### BRIEF
Find every line below that contains the word "this" and copy it out.

··· DATASET RECORDS ···

PR #706, opened 2026-03-31
Adds support for separate folder locations for each platform

Toys0125:
Doing this reduces the startup churn time, and we still support legacy cache files.

Additional changes to saved avatar data, AKA `LastUsedAvatar.BAS` to add the cache file that was used to reduce time it takes to load avatar from cache, and skips the cache warmup for loading your own avatar.

## Considerations
* We have full legacy support, and shouldn't have issues with files being placed into correct locations as we need full folder access to read and write files.
* If we read a legacy file we leave it as is.
* Legacy Lastused avatar is also fully supported until the user saves a new avatar.

## Improvements
* Remove wasteful lazyload as it just read through the files the same as out async task does but locks the game until it finds the one it was looking for.
* Using the direct file reference for the `LastUsedAvatar`

## Fixes
* Fixed the cache load stats breaking on legacy cache files.


dooly123:
after the next lts release we will merge

dooly123:
going to close this for now.... I need a compelling reason to merge thinking about it more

···

### RESPONSE BELOW
Doing this reduces the startup churn time, and we still support legacy cache files.
going to close this for now.... I need a compelling reason to merge thinking about it more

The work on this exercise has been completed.